Taller curves can be created by just vertically stacking one or more profiles, provided you have made forms for the moulding to glue to. Segments that are covered by another segment can be pin nailed if necessary.


----------



## Mike (Nov 22, 2004)

Good post Mike. I had not considered laminating moulding for curves. If you have any photos of this process it would be a great aid to new members.


----------



## Joe Lyddon (Sep 11, 2004)

Cabinetman.

I'm sorry... I have studied what you're saying & showing and I can't understand how you are doing it (making "C"?).

A B & C look like the same size to me...

Do we slice up existing molding "A" & "B"... except "B" spacing of strips starts the opposite way as "A"? Then glue them back together to form "C"?

... from what I can see... why didn't we just use "A", or "B" as "C"?

I'm missing something... am kinda dense... all of which isn't anything new...  

Thank you...


----------



## bobj3 (Jan 17, 2006)

Hi

Norn will show you how to use and make this type of Curved Moulding  but not the same way ,almost 

http://www.newyankee.com/video.cgi?0509
http://www.newyankee.com/getproduct3.cgi?0509

http://www.newyankee.com/getproduct3.cgi?0707

http://www.newyankee.com/getproduct3.cgi?0310

Bj


----------



## challagan (Feb 7, 2006)

Good info Cabman! Thanks for posting it. I have seen Norm do nearly the same thing on the show like BJ says. 

Corey


----------



## Joe Lyddon (Sep 11, 2004)

OK, I think it's sinking in...  ... sorry to be so dense... 

I thought he was trying to make molding that had curves in it... like all molding has curves in it... 

It didn't hit me that he was making molding that was going to be mounted onto a curved workpiece!!   ... until N O W !! 

OK...

Has anyone tried slicing the original molding with a thin bandsaw blade? Then, just slice it up followed by the glue up??

Thank you for good clues...

I have never seen Norm do that... I guess PBS was having their fund raising when those shows went around...


----------



## cabinetman (Apr 23, 2007)

Joe

Slicing up a single profile and reglueing it will change the profile by what was removed.

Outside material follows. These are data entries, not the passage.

PR #889, opened 2024-08-16
Maxgamill sheffield/800 btr splining

MaxGamill-Sheffield:


llwiggins:
Doing some detective work and noticed some unwanted behaviour in the way that pruned_skeletons are compiled from crops within `disordered_tracing/trace_image_disordered()` , see below 3x pruned skeletons for grains (1), (2) and (3) but the little nib within the pruned_trace mask for grain (2) is added to the final compiled mask, making it look as though grain (3) has a spurious branch (images below).

I think this is because that little fragment of grain (3) falls within the bounding box for grain (2)!

image
image
image
image

PR #890, opened 2024-08-21
Add U-Net grain segmentation option

SylviaWhittle:
This PR adds barebones functionality for re-segmenting grains detected in the `find_grains()` function using a pre-trained U-Net provided by the user.

### DIFF
--- a/.gitignore
+++ b/.gitignore
@@ -55,3 +55,6 @@ topostats/_version.py
 
 # default output directory, often common from testing
 output/
+
+# Debugging
+pytest-debug.ini
--- a/tests/conftest.py
+++ b/tests/conftest.py
@@ -2,6 +2,7 @@
 
 import importlib.resources as pkg_resources
 from pathlib import Path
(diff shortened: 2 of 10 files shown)


SylviaWhittle:
Tests pass, will update docs now and tidy up then ready for review

llwiggins:
@SylviaWhittle I'm running into errors with grain finding when `threshold_method: unet` in the config. As there are no unet options in `get_thresholds()`, this causes problems when `self.thresholds[direction]` is called on line 401 in grains.py! 

Does it make sense to have this as a threshold value that then gets treated the same as otsu, std_dev and absolute - or to have this as a separate key/value in the config so that it doesn't go through the same functions as threshold values do?

llwiggins:
Could be better to make the default `grain_crop_padding` in `default_config.yaml` > 0 as currently this causes a long tail on molecules that may be tricky to get to the bottom off if not familiar with the code. See the top left molecule below as an example of this. 
Mask
Trace

PR #892, opened 2024-08-23
Add trace smoothing tests

SylviaWhittle:
Adds tests for the linear and circular trace smoothing methods

Also fix a couple bugs in the linear smoothing function


tests/test_splining.py
ns-rse, line 1: I can see the different methods (`pool_trace_circular()` and `pool_trace_linear()`) are tested but the `pixel_trace` for both are identical in that its always a 4x4 box.

Do we need to have a parameter set that is a truly linear?

Threes sides would give a linear molecule...

```
np.array([[0, 0], [0, 1], [0, 2], [0, 3], [1, 3], [2, 3], [3, 3], [3, 2], [3, 1], [3, 0]]).astype(np.int32)
```

topostats/tracing/splining.py
```diff
@@ -355,15 +357,15 @@ def pool_trace_linear(
         pooled_trace = [pixel_trace[0]]  # Add first coord as to not cut it off
 
         # Get average point for trace in rolling window
-        for i in range(1, len(pixel_trace) - 1):
+        for i in range(0, len(pixel_trace)):
```
ns-rse, line 360: :+1:

ns-rse (commented):
Just one question as to whether we should test actual linear pixel traces.

I'd kind of expect the two methods being tested to return slightly different traced splines which they do for the circular examples but it feels like there should be test cases/parameters that reflect the stated purpose of the methods.

tests/test_splining.py
SylviaWhittle: > I can see the different methods (`pool_trace_circular()` and `pool_trace_linear()`) are tested but the `pixel_trace` for both are identical in that its always a 4x4 box.
> 
> Do we need to have a parameter set that is a truly linear?
> 
> Threes sides would give a linear molecule...
> 
> ```
> np.array([[0, 0], [0, 1], [0, 2], [0, 3], [1, 3], [2, 3], [3, 3], [3, 2], [3, 1], [3, 0]]).astype(np.int32)
> ```

(Could very well be wrong about this, I might be misinterpreting your question)

So these two traces are both the same yes, but the tests are for how the function treats the trace. For example you could treat three (say [0, 0], [0, 1], [1, 1]) points as either:

Linear
Where there are two lines, starting at [0, 0], then to [0, 1], then to [1, 1]

Or

Circular
Where there are three lines, starting at [0, 0], then to [0, 1], then to [1, 1], then back to [0, 0]

The code for the circular pooling allows connecting the first and last points, whereas the linear one does not.

You would expect that if it was a circular trace, then the origin point would be repeated, but actually if this is the case, then that presents an issue with the pooling, as the point would be double-counted and therefore skew the average in that region.

IMG_4867

All this is to prevent (for linear) or allow (for circular) the averaging to loop around from the end of the trace to the start of the trace.
IMG_4867

ns-rse (changes requested):
Thanks for taking the time to explain the tests @SylviaWhittle makes sense and I did some plotting to clarify things in my mind.

Couple of minor suggestions, one to remove duplication of code and one to keep things tidy but will be ready to go after that.

ns-rse (approved):
Hope you don't mind but I took the liberty of moving the definition of `pixel_trace` under each set of parameters to be done once.

I'd say this is therefore good to go. :+1:

PR #893, opened 2024-08-31
Add multi-class deep learning segmentation support

SylviaWhittle:
This makes some fairly major edits to how TopoStats works, and merely introduces a new standard in a half-hearted manner.

Namely, that masks are no longer NxN binary / integer mask matrices, but NxNxC tensors, where C is the dimension for the class (channel). I have set a standard where C >= 2 even for binary masks, as it simplifies things in the downstream logic to have a boolean background mask, allowing many later functions to not have repeated checks such as:

```python
if len(mask.shape) == 2:
    do_single_channel_logic(mask)
elif len(mask.shape) == 3:
    do_single_channel_logic(mask[:, :, preferred_channel])
```

This naturally would force an overhaul of how processing modules such as `grainstats.py` and `dnatracing.py` would work, probably iterating over each class and making a bit of a mess of the output data frames.

So I have been lazy and simply hardcoded the class passed in to the `grainstats` and `dnatracing` sections of the code, to be class index `1`. This allows the processing to run exactly as before, but also allows any additional downstream pipelines to access multiple channel masks.


SylviaWhittle:
I have hardcoded the value `1`, and not added it into config as I am not currently entirely sure this is the right way to go, so want to discuss these changes before putting time into finalising things and adding config options.

SylviaWhittle:
I am so sorry to everyone in future that has to dig through 3D tensors to update regtests

SylviaWhittle:
Tests pass and pre-commit isn't angry, so I think it's ready?

The code sadly isn't type safe because of the dictionaries used as arguments but I think it would take too much effort & extra code to cement types properly.

llwiggins:
I kept running into an `ValueError: attempt to get argmax of an empty sequence` within `keep_largest_labelled_region()` in grains.py as sometimes a mask channel can have no labelled regions, for example if a grain is detected where only DNA is present and no protein.

I added a check and handle for cases when the mask is empty and the code nows runs through to completion. Here's my fix:

```
    @staticmethod
    def keep_largest_labelled_region(
            labelled_image: npt.NDArray[np.int32],
        ) -> npt.NDArray[np.bool_]:
        """
        Keep only the largest region in a labelled image.

        Parameters
        ----------
        labelled_image : npt.NDArray
            2-D Numpy array of labelled regions.

        Returns
        -------
        npt.NDArray
            2-D Numpy boolean array of labelled regions with only the largest region.
        """
        # Check if there are any labelled regions
        if labelled_image.max() == 0:
            return np.zeros_like(labelled_image, dtype=bool)

        # Get the sizes of the regions
        sizes = np.array([(labelled_image == label).sum() for label in range(1, labelled_image.max() + 1)])
        
        # Keep only the largest region
        return np.where(labelled_image == sizes.argmax() + 1, labelled_image, 0).astype(bool)
```

SylviaWhittle:
> I kept running into an `ValueError: attempt to get argmax of an empty sequence` within `keep_largest_labelled_region()` in grains.py as sometimes a mask channel can have no labelled regions, for example if a grain is detected where only DNA is present and no protein.
> 
> I added a check and handle for cases when the mask is empty and the code now runs through to completion. Here's my fix:
> 
> ```
>     @staticmethod
>     def keep_largest_labelled_region(
>             labelled_image: npt.NDArray[np.int32],
>         ) -> npt.NDArray[np.bool_]:
>         """
>         Keep only the largest region in a labelled image.
> 
>         Parameters
>         ----------
>         labelled_image : npt.NDArray
>             2-D Numpy array of labelled regions.
> 
>         Returns
>         -------
>         npt.NDArray
>             2-D Numpy boolean array of labelled regions with only the largest region.
>         """
>         # Check if there are any labelled regions
>         if labelled_image.max() == 0:
>             return np.zeros_like(labelled_image, dtype=bool)
> 
>         # Get the sizes of the regions
>         sizes = np.array([(labelled_image == label).sum() for label in range(1, labelled_image.max() + 1)])
>         
>         # Keep only the largest region
>         return np.where(labelled_image == sizes.argmax() + 1, labelled_image, 0).astype(bool)
> ```

Thank you very much, that's great. If I had made better tests this would have been identified... I'll see about adding a test case for no grains too to trigger this.

SylviaWhittle:
Thanks @llwiggins, fixed and added test cases.

llwiggins (approved):
Thank you @SylviaWhittle for your work on this PR! All worked well during my testing and I was able to modify which channel is accessed from the tensor to analyse DNA/protein separately.

DNA is assumed to be class 1 here and so the 1st channel is accessed via hard-coded 
`[:, :, 1] ` within processing.py. I think this is fine for now and we can look to generalise this and make it more configurable in future PRs. Happy for this to be pushed to main as is!

PR #894, opened 2024-09-02
Fix height profile tests for macOS

SylviaWhittle:
Previously, the tests `test_process_scan_above_height_profiles` and `test_process_scan_below_height_profiles` needed to be skipped on macOS (presumably arm64).

I think I have a simple solution for this, however it's entirely possible I am missing something and that pytest-regtest is required for this test.

My solution uses the `dict_almost_equal` method to directly compare the result and expected dictionaries with a tolerance of 0.01 nanometres.


llwiggins (approved):
Thanks @SylviaWhittle, I tried running `tests/test_processing.py` before/after your changes and your code enables the tests to run successfully without needing to be skipped. Good spot and nice fix, I'm happy for this to be merged!

PR #900, opened 2024-09-12
chore: fix linting errors

ns-rse:
Fixes a bunch of linting errors, some notes left in place for tasks to be completed (e.g. see #899).

PR #903, opened 2024-09-13
tests(processing): Improves logic and tests for check_run_steps()

### LINKED ISSUE #899: Extend tests  of check_run_steps() to test nodestats_run and splining_run options
With the splitting of configuration into separate stages for nodestats and splining we need to check that configuration options are consistent, i.e. that previous stages that are required are configured to run.

Currently that ~~isn't implemented or tested~~ is implemented but isn't tested (although I have setup the parameterisation of `tests/test_processing.py::test_check_run_steps` to do so because linting was failing).

The logic to make these checks and tests will need implementing and merging to `maxgamill-sheffield/800-better-tracing`.

ns-rse:
Closes #899

Also updates `test_process_stages()` although this includes disabling a one set of parameters for the time being until I work out what is now happening.

**NB** This should be merged **BEFORE** #900 so that that Pull Request/branch gets updated with these changes and everything is then merged into `maxgamill-sheffield/800-better-tracing`.

### DIFF
--- a/topostats/processing.py
+++ b/topostats/processing.py
@@ -355,7 +355,7 @@ def run_grainstats(
         return create_empty_dataframe()
 
 
-def run_disorderedTrace(
+def run_disordered_trace(
     image: npt.NDArray,
     grain_masks: dict,
     pixel_to_nm_scaling: float,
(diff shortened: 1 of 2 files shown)


topostats/processing.py
```diff
@@ -1094,17 +1094,53 @@ def check_run_steps(  # noqa: C901
     splining_run : bool
         Flag for running DNA Tracing.
     """
+    LOGGER.debug(f"{filter_run=}")
```
SylviaWhittle, line 1097: Very good idea!!

SylviaWhittle (approved):
This is great, thank you for your apparently infinite patience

The "A" and "B" profiles each provide a segment (alternating because of the saw kerf) to glue up yielding the original dimensions. This bent lamination is more for a stacked application, on a single plane, although I have used it for bias curves which I will post.


----------



## gregW (Mar 14, 2007)

very interesting process Cabinetman, thanks for sharing it. So you must make some type of form or template to use to glue the pieces back together at the desired curve? 

Did you use this process to make the curved mouldings on the mahogany bar? 

Greg


----------



## cabinetman (Apr 23, 2007)

gregW said:


> very interesting process Cabinetman, thanks for sharing it. So you must make some type of form or template to use to glue the pieces back together at the desired curve?
> 
> Did you use this process to make the curved mouldings on the mahogany bar?
> 
> Greg



I either make a template, or use the actual piece to which the moulding will be applied. Waxed paper has to be used between the form and the first layers of laminations to allow removal. I did use this method for the bar but it wasn't the first time. 

In choosing this method, the choice of using this method or fabricating from solid stock entails the decision of whether the continuous lines of the glue up is more or less acceptable than the sectional segments from cutting solid wood. Other considerations are how much stock will be used for either process, and how much time can be taken.


----------